Steven King, August 2, 2010

NOAA Teacher at Sea Steven King
R/V Kilo Mauna
June 30, 2010 – August 2, 2010

Mission: Ocean Atmosphere Dynamics
Geograpical Area: Hawaii
Date: August 2,  2010

Recovery Mission

Old Buoy
Old Buoy
Old Buoy
Old Buoy
Zodiac Boat
Zodiac Boat

Yesterday was the day for retrieving the old buoy and the attached instruments. Early in the morning the mooring was acoustically detached from the anchor, at which point we had to wait for the glass balls to float from the bottom of the ocean to the surface. That took about 45 minutes to happen. Once they were sighted, the ship went towards them and they were grappled and a line was attached to them. The balls were on a chain and the crane’s cable was attached to the chain and the balls were lifted onto the deck of the ship. The balls were detached and placed in metal containers, and then it was time to pull in all the nylon rope that was part of the mooring. It took about two hours to put all of the rope away, for there was about 2 1/2 miles of nylon line to put away. One of my jobs was to help bring in the line along with five or six other people.

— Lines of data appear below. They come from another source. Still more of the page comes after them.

PR #1601, opened 2019-02-07
Http connection base improvements

mikee47:
General tidy up, moving `parserSettings` into flash saves 40 bytes.
Builds and runs fine.

### DIFF
--- a/Sming/SmingCore/Network/Http/HttpConnectionBase.cpp
+++ b/Sming/SmingCore/Network/Http/HttpConnectionBase.cpp
@@ -12,39 +12,37 @@
 
 #include "HttpConnectionBase.h"
 
-bool HttpConnectionBase::parserSettingsInitialized = false;
-http_parser_settings HttpConnectionBase::parserSettings;
+/** @brief http_parser function table
+ *  @note stored in flash memory; as it is word-aligned it can be accessed directly
+ *  Notification callbacks: on_message_begin, on_headers_complete, on_message_complete
+ *  Data callbacks: on_url, (common) on_header_field, on_header_value, on_body
+ */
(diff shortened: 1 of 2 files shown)


slaff:
@mikee47 A new worrying message started to show up. It started to appear since the latest PRs (This one included). 

I am not sure which PR is causing it exactly but the message is:
```
86494066 Warning: HttpRequest streams are not copied..
E:M 0
```

The 'E:M 0' comes from the SDK and is usually showing up to specify that there is an error with allocating the desired size of memory. For example `E:M 1024` means that there was Error:Memory not able to locate 1024 in one piece. 

The code continues to work without issues but it might mean that somewhere we try to allocate memory segment with size 0, which is not quite useful and may pinpoint to a new issue in the code. 

Can you take a look at it when you have some time?

mikee47:
So the `Warning: HttpRequest streams are not copied` was introduced on 25/6/18, in the `HttpRequest(const HttpRequest&)` constructor. As far as I can see, the only place it gets is called by the `clone()` method, which in turn is only used in `rBootHttpUpdate::start()` - that's been there since forever.

As for the The `E:M 0` message I suspect it's almost certainly unrelated to the `HttpRequest` warning. I _think_ the SDK outputs it's debug messages via `uart_debug_putc` in `system\uart.cpp`; if so could modify that function to buffer the previous few characters and dump a stack trace when it detects `E:M` in the stream... GDB is another option but haven't used that with Sming yet.

For confirmation of all this, I use port 1 for debug output with a putty session running all the time; everything gets logged to file. The logs date back to August, so include all the output from PR tests. The `HttpRequest` warning doesn't appear anywhere, which supports it only being invoked via `rBootHttpUpdate` (which I've never used). The `E:M 0` does appear but that was specifically with code I was developing and the cause since fixed.

PR #2742, opened 2024-03-24
Address CI build warnings

mikee47:
This PR addresses warnings which have crept into the CI build logs.
Worst case is probably esp32 with IDF 5.2 (GCC 13.2) producing 350 warnings, now 65.

**General fixes**

- Remove deprecated calls to command processing library from samples
- Fix initialisation order and type names: still some instances of e.g. `uint8` which should be `uint8_t`.
- Discovered component samples aren't built for Host in CI! Fixed this - note build time extended accordingly.
- Simplify nested conditionals https://isocpp.github.io/CppCoreGuidelines/CppCoreGuidelines#f56-avoid-unnecessary-condition-nesting

**Fix compiler warnings/errors**

Replaced a few more instances of printf with streaming operators, simpler and type-safe.
Fixed `Overloaded virtual` warnings.

**Note**: See remaining warnings for NimBLE (submodule) which need attention.

**Graphics library fixes**

- Fix control rendering: Should use their own bounds for positioning, set button font
- Fix const parameters
- use unique_ptr for getGlyph calls
- Use `std::make_unique` and assignment instead of reset()
- Avoid printf
- Demote `reinterpret_cast` to `static_cast` where appropriate
- Apply coding style to samples
- Fix compiler warnings

**Disable esp32 warning about RWX segments**

Check introduced with linker (LD, binutils 2.39) from IDF 5.2 onwards
This specifically refers to IRAM, which we do actually need to be writeable and executable.
(IDF link code disables this warning also.)

### DIFF
--- a/Sming/Arch/Esp32/app.mk
+++ b/Sming/Arch/Esp32/app.mk
@@ -9,6 +9,11 @@ LDFLAGS	+= \
 	-nostdlib \
 	-Wl,-static
 
+ifeq ($(IDF_VERSION),v5.2)
+LDFLAGS += \
+	-Wl,--no-warn-rwx-segments
+endif
+
 ifdef IDF_TARGET_ARCH_RISCV
 	LDFLAGS += \
 		-nostartfiles \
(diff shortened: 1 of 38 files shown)


slaff:
> Shall we do that here or in a separate PR? ... Also readthedocs can be updated.

@mikee47 I would prefer separate PRs. Thank you for your hard work.

mikee47:
@slaff Yes, all done thanks.

Issue #2751, opened 2024-03-31
LwIP seems to not correctly handle packages larger than MTU


pljakobs:
Due to an ever growing json structure, my client sends an ip package larger than the MTU of 1500 bytes (1960 bytes to be precise). Due to path MTU being on by default, my client ip stack happily sends this package out to the wire, expecting to be told if that's not what is expected. 
On Sming, when I check the body length, I get 1497 bytes, so the rest is basically just cut off.

Expected behaviour:
the lwip stack should quietly discard the received package and respond to the sender with an ICMP "fragmentation required" package, allowing the sender to configure the best package size for this receiver.

I have not yet dug into the lwip debug for this, but the observed behaviour clearly points toward lwip not helping with path discovery.

pljakobs:
(testing lwip options)

pljakobs:
further checking with ENABLE_LWIPDEBUG=! I see
```
CONNECTION DROPPED
	(free heap: 7560)


15829943 tcp_abandon: sending RST

15830431 tcp_rst: seqno 6515 ackno -1212338775.

15830887 

CONNECTION DROPPED
	(free heap: 7848)


15831068 tcp_abandon: sending RST

15831469 tcp_rst: seqno 6516 ackno 1612911029.

```
but the sequence numbers don't match with what I see in wireshark (which might be because lwip debug outputs them as signed integers :o)

mikee47:
Maybe unrelated to your issue, but there's clearly memory pressure. Assuming this is your `esp_rgbww_firmware`, take a look in your `.rodata` segment: `objdump -s -j .rodata out/Esp8266/debug/build/app_0.out`. I'd guess there's 3K+ of RAM you can reclaim by moving strings into flash.

pljakobs:
Good point, also, the original design keeps the whole configuration in a large struct which alone is at least around 1.5kB and is not really used that much, so I should probably refractor this as well. 4.5kB more RAM is 25% more than now, so that should certainly be helpful.

pljakobs:
I have moved almost all string literals into F() and now have mostly >20kB of heap free, so that was well worth while the effort. (as a side note: the F macro doesn't work for debug_ - why would that be?)
lwip still doesn't deal well with my oversized packets, though. 
I am actually confused about this, in my network analysis days, senders would stick to their local MTU but it seems that modern stacks try path MTU whenever possible and negotiate the largest possible frame size.

mikee47:
[...]

PR #2754, opened 2024-04-02
Fix building `lwip2` with `ENABLE_LWIPDEBUG=1`

mikee47:
Build fails with errors due to missing definitions for debug output.


mikee47:
As discussed in #2751 the esp8266 LWIP2 stack needs updating but this PR can at least allow debugging to be used with the current version.

PR #2756, opened 2024-04-04
Improve sample applications

mikee47:
This PR updates all the main Sming samples to try and demonstrate best practice when coding Sming applications. Specifically:

- Initialise timers using templated methods where possible as this provides static range check on values
- Using `SimpleTimer` is sufficient in most cases. This is both more efficient and avoids complication where compiler cannot distinguish between delegates and callback functions.
- Use timer `startOnce()` method rather than `start(false)`
- Use C++ iterators in preference to C-style loops `for(int i=0; i<list.count(); ++i) {...}`
- Ensure consistent use of `WIFI_SSID` and `WIFI_PASSWORD`
- Use `Serial` methods in preference to `debug_x` where intent is not actually for debugging
- Use anonymous namespaces and remove redundant static declarations
- Avoid nested `if` statements
- Place `init()` function at end of main application source file
- Reduce variable scope (declare at point of first use)
- static/global variables do not require explicit initialisation to 0

Sample-specific changes:

- Revise `HttpServer_AJAX` so that GPIO numbers are consistent with web code
- Update Basic_Ssl keys, requires Bearssl
- Update Basic_DateTime sample
  - Simplify code using LineBuffer
  - Accept either numeric timestamp or HTTP date string. Note: ISO8601 string conversion not currently supported by `DateTime`.
  - Don't emulate console via telnet, use default CLI
- Rewrite Basic_Neopixel sample
  - Enumerate color values
  - Reduce global variables and duplicated code
  - Verify logic flow using Host
- Rewrite Display_TM1637 as state machine (coroutine)
- Fix Basic_Storage, didn't actually use RAM as indicated
- Add Host `Print` stream support, update `Basic_Utility` sample

Other changes

- Update `jerryscript` library to latest. CI improvements and removes deprecation warnings.
- Fix bad memory casts in si4432 library. Also builds for other architectures than esp8266, so remove SOC restrictions.
- Fix unused variable warning in `CommandProcessing` library


slaff:
Awesome work @mikee47 ! I will be more active next work and start reviewing the other PRs. Please, be patient with me as I am away from a proper computer at the moment :)

mikee47:
@slaff No worries, we all have lives to lead!

PR #2757, opened 2024-04-04
Allow pillow upgrade to latest

mikee47:
This PR changes documentation build to use graphviz instead of seqdiag, allowing pillow upgrade to latest and satisfying #2755.


slaff:
@mikee47 The old sequence diagram generated with `sphinxcontrib.seqdiag` looks like a proper sequence diagram. The new one is nothing close to a sequence diagram. I would prefer to have problematic version of pillow than having a bad sequence diagram. Therefore I am not keen on merging this PR. Maybe we have to search in internet if someone has already attempted to migrate `sphinxcontrib.seqdiag` to work with latest `pillow`

slaff:
@mikee47 I have another suggestion - let's just add the generated sequence diagram from `sphinxcontrib.seqdiag` to the docs and then get rid of `sphinxcontrib.seqdiag` or any replacements. Plus upgrade pillow to non-vulnerable version.  If this sounds reasonable to you then, please, change this PR to reflect these changes.

mikee47:
@slaff OK, can always revisit if seqdiag gets fixed

slaff (approved):

PR #2764, opened 2024-04-12
esp8266: NMI not disabled when timer1 ISR cleared

### LINKED ISSUE #2763: HostTests stalling on esp8266 `Waiting for timer1 callback test to complete`
This problem has been tracked back to PR #2712. Prior to that, the test code didn't actually wait for the timer callback to fire before continuing, but it still doesn't fire there.

Simplest way to verify this issue is to remove all tests from `include/modules.h` except `Timers`. Can also build with `DISABLE_NETWORK=1` - setting makes no difference to the issue but reduces code size.

With the following changes and the problem goes away:

```
diff --git a/tests/HostTests/modules/Timers.cpp b/tests/HostTests/modules/Timers.cpp
 void REGISTER_TEST(Timers)
 {
-	registerGroup<CallbackTimerApiTest<Timer1TestApi>>();
+	// registerGroup<CallbackTimerApiTest<Timer1TestApi>>();
 	registerGroup<CallbackTimerApiTest<OsTimerApi>>();
 	registerGroup<CallbackTimerApiTest<OsTimer64Api<Timer>>>();
 
-	registerGroup<CallbackTimerSpeedTest<HardwareTimerTest>>();
+	// registerGroup<CallbackTimerSpeedTest<HardwareTimerTest>>();
 	registerGroup<CallbackTimerSpeedTest<SimpleTimer>>();
 	registerGroup<CallbackTimerSpeedTest<Timer>>();
 
 	registerGroup<CallbackTimerTest>();
 }
```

After the rope came the cable with the scientific instruments attached to it. A few of the instruments were brought in, and then attention was given to the buoy. It had to be tagged and brought onto the deck. However, the seas were too rough for the Zodiac boat to go out, so the ship passed by the bouy and several men tried to tag it with line. Several attempts were made, but it proved to be very difficult. On one pass, the buoy was overrun by the ship and the buoy was flipped upside down. Due to the rough seas, the recovery was not going as planned.
At this juncture, it was decided that the Zodiac boat would be used so that the scientists could tag a line to the buoy and bring it in. Preparations were made and the boat, along with three men inside it, were lowered into the rough seas, however it proved to be too harrowing and that plan was nixed. It was decided that the ship would pass by the buoy once again and attempts would be made to tag it and grapple it with hooks. Luckily, this plan worked and the buoy was secured by lines, which were then used to help it right itself. After this, the buoy was brought onto the ship by use of the crane. One thing to note was that as the bouy was brought closer to the ship, there appeared schools of fish, including what looked like a yellowfin tuna. This is because the buoy and its mooring become an ecosystem unto itself. Barnacles and other creatures grow on the botton of the buoy and the rest of the mooring, which attract fish and other sea creatures.
When the float was secured to the deck of the ship, attention was given to the mooring cable with the instruments attached. The crane, along with the use of several winches, was used to bring up the instruments. Each instrument was detached, serial numbers were checked with last year’s log, and then taken for cleaning and retrieval of data. As the pictures show, the instruments really get covered in barnacles, algae and seaweed. Some of us took plastic brillo pads and scrapers to the instruments and began to remove the detritus covering them. This proved to be a smelly and dirty job, but it’s fun to get dirty sometimes.
After they were cleaned, another scientists detached the canisters which held the collected data, and with the use of computers, the data was downloaded for use by scientists at a later date. Pressure washers were used to further clean the equipment for storage and shipment. It’s important to remove as much of the organisms on the equipment, otherwise the stench of decay would prove to be overwhelming, and the detritus is not good for the instruments.
By this time, the sun was beginning to set, and everyone was tired. We even got to see a double rainbow at the end of the day. So, for all the drama and excitement, I am glad to report that the retrieval mission was accomplished successfully.
Today we wrap up the mission and clean up. It is important that we leave the ship in the way it started. We were lucky enough to get a tour of the compartments below that held the engines, and the electronic gear which helps with the operation of the ship.
I want to thank everyone on the mission. I want to thank the captian and his crew for being kind and patient with me and my inexperience. I especially enjoyed the tours that I received of the bridge, engine rooms and the engine control room I want to thank all the scientists and personnel from WHOI and the University of Hawaii, especially Bob Weller, for welcoming me, answering my questions, and making me feel part a part of the team. I also want to thank the graduate students from University of Hawaii for working with me and making me a part of their team as well. Finally, I want to expess my gratitude to the people from NOAA that made this experience possible including Jennifer Hammond, Elizabeth McMahon, and Elizabeth Bullock.